### BRIEF
Whenever a line below holds the word "part", copy that line.

### RECORDS FOR PROCESSING
::::::::

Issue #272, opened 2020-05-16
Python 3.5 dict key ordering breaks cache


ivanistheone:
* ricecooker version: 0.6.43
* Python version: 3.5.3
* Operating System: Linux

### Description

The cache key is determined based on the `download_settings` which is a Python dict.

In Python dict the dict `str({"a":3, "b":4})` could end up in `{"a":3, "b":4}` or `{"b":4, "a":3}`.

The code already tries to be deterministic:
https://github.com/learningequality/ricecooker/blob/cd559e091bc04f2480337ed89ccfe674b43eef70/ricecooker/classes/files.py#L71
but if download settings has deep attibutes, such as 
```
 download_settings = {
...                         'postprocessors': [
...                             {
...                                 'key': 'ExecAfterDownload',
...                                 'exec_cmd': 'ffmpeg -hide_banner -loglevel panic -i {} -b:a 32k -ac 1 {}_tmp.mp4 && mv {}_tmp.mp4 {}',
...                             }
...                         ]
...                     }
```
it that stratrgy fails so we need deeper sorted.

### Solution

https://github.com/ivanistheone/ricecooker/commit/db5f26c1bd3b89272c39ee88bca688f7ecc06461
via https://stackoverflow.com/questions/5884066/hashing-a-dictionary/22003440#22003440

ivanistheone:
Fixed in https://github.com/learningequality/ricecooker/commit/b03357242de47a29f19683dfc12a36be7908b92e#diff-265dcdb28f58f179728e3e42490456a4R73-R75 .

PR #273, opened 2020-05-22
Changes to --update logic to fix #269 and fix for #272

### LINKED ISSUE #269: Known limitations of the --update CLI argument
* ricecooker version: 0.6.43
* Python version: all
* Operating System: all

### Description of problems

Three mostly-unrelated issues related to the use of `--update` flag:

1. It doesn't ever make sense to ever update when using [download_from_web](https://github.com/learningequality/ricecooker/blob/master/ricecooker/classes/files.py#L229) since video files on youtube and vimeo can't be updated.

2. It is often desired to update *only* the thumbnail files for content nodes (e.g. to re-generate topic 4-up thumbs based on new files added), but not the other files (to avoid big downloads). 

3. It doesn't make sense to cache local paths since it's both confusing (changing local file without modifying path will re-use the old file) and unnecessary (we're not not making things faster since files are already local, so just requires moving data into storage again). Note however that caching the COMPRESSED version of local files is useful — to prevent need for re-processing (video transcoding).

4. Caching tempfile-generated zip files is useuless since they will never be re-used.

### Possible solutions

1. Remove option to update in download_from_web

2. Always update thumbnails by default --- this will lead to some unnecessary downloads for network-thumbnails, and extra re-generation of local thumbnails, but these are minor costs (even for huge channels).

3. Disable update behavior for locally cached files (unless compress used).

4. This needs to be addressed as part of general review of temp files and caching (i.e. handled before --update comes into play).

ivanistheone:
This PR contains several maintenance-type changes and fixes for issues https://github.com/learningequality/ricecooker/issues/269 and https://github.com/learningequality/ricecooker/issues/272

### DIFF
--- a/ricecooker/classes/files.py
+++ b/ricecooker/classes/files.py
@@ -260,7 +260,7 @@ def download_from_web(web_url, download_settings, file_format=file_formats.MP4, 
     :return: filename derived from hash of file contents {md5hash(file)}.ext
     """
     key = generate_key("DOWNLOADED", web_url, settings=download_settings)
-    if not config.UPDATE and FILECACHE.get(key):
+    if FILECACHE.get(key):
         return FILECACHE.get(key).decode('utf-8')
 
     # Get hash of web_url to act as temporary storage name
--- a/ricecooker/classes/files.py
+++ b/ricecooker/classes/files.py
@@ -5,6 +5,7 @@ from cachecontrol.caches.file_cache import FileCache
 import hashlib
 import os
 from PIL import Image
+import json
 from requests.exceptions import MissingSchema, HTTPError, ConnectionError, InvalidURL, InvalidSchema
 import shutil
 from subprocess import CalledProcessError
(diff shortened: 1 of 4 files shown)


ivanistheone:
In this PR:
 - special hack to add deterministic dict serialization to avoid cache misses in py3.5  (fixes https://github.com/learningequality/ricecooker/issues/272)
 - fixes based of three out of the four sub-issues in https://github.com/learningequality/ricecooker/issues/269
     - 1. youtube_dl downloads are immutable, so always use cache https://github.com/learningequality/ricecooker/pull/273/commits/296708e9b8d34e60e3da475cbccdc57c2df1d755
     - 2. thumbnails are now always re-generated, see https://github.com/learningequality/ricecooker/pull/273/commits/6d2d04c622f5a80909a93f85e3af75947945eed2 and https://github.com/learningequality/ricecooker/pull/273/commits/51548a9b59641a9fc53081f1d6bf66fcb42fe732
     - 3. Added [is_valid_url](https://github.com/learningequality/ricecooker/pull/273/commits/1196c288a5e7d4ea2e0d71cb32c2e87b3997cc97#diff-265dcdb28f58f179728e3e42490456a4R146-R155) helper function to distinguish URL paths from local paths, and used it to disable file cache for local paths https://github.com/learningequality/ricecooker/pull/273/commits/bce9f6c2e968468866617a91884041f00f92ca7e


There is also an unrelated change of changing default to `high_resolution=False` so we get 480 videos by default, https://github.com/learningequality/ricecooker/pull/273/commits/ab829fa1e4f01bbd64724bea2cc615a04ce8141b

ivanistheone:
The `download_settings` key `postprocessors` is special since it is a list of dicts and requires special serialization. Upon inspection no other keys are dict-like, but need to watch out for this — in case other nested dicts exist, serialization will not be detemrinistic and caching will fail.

::::::::

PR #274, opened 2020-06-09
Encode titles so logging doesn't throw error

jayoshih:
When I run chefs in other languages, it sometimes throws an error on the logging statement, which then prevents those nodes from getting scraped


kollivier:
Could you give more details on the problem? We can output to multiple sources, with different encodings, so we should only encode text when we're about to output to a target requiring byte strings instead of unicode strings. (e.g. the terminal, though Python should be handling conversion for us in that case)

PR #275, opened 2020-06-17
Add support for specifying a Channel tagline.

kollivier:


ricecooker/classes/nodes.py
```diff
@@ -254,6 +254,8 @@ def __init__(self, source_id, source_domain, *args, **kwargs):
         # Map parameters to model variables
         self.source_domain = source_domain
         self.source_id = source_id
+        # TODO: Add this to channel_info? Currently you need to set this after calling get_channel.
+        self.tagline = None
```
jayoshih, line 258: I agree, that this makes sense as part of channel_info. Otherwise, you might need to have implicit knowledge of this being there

::::::::

### YOUR RESPONSE
4. This needs to be addressed as part of general review of temp files and caching (i.e. handled before --update comes into play).
jayoshih, line 258: I agree, that this makes sense as part of channel_info. Otherwise, you might need to have implicit knowledge of this being there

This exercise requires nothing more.